Materials provided:

PR #3649, opened 2022-12-07
osmocli: add float parser, add test for ParseFieldFromArg

RusAkh:
## Changes
Test for `ParseFieldFromArg`
Added float parser
@ValarDragon

### DIFF
--- a/osmoutils/osmocli/parsers.go
+++ b/osmoutils/osmocli/parsers.go
@@ -191,6 +191,14 @@ func ParseFieldFromArg(fVal reflect.Value, fType reflect.StructField, arg string
 		}
 		fVal.SetInt(i)
 		return nil
+	case reflect.Float32, reflect.Float64:
+		typeStr := fType.Type.String()
+		f, err := ParseFloat(arg, typeStr)
+		if err != nil {
+			return err
+		}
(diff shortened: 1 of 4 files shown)


osmoutils/osmocli/parsers.go
```diff
@@ -241,6 +249,14 @@ func ParseUint(arg string, fieldName string) (uint64, error) {
 	return v, nil
 }
 
+func ParseFloat(arg string, fieldName string) (float64, error) {
+	v, err := strconv.ParseFloat(arg, 64)
+	if err != nil {
+		return 0, fmt.Errorf("could not parse %s as uint for field %s: %w", arg, fieldName, err)
```
ValarDragon, line 255:
```suggestion
		return 0, fmt.Errorf("could not parse %s as float for field %s: %w", arg, fieldName, err)
```

ValarDragon:
Oh yikes, looks like this got closed because it was from a fork, when I merged the base PR in. If you want to make this as a branch from the osmosis repo, I can handle rebasing it to get it merged.

(Or if you'd like to, take this branch, and do `rebase -i main`, after you've merged in main. Then drop all commits from the base branch)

How to complete this task: What is needed is a faithful transcription of every entry.

Your solution:
PR #3649, opened 2022-12-07
osmocli: add float parser, add test for ParseFieldFromArg

RusAkh:
## Changes
Test for `ParseFieldFromArg`
Added float parser
@ValarDragon

### DIFF
--- a/osmoutils/osmocli/parsers.go
+++ b/osmoutils/osmocli/parsers.go
@@ -191,6 +191,14 @@ func ParseFieldFromArg(fVal reflect.Value, fType reflect.StructField, arg string
 		}
 		fVal.SetInt(i)
 		return nil
+	case reflect.Float32, reflect.Float64:
+		typeStr := fType.Type.String()
+		f, err := ParseFloat(arg, typeStr)
+		if err != nil {
+			return err
+		}
(diff shortened: 1 of 4 files shown)


osmoutils/osmocli/parsers.go
```diff
@@ -241,6 +249,14 @@ func ParseUint(arg string, fieldName string) (uint64, error) {
 	return v, nil
 }
 
+func ParseFloat(arg string, fieldName string) (float64, error) {
+	v, err := strconv.ParseFloat(arg, 64)
+	if err != nil {
+		return 0, fmt.Errorf("could not parse %s as uint for field %s: %w", arg, fieldName, err)
```
ValarDragon, line 255:
```suggestion
		return 0, fmt.Errorf("could not parse %s as float for field %s: %w", arg, fieldName, err)
```

ValarDragon:
Oh yikes, looks like this got closed because it was from a fork, when I merged the base PR in. If you want to make this as a branch from the osmosis repo, I can handle rebasing it to get it merged.

(Or if you'd like to, take this branch, and do `rebase -i main`, after you've merged in main. Then drop all commits from the base branch)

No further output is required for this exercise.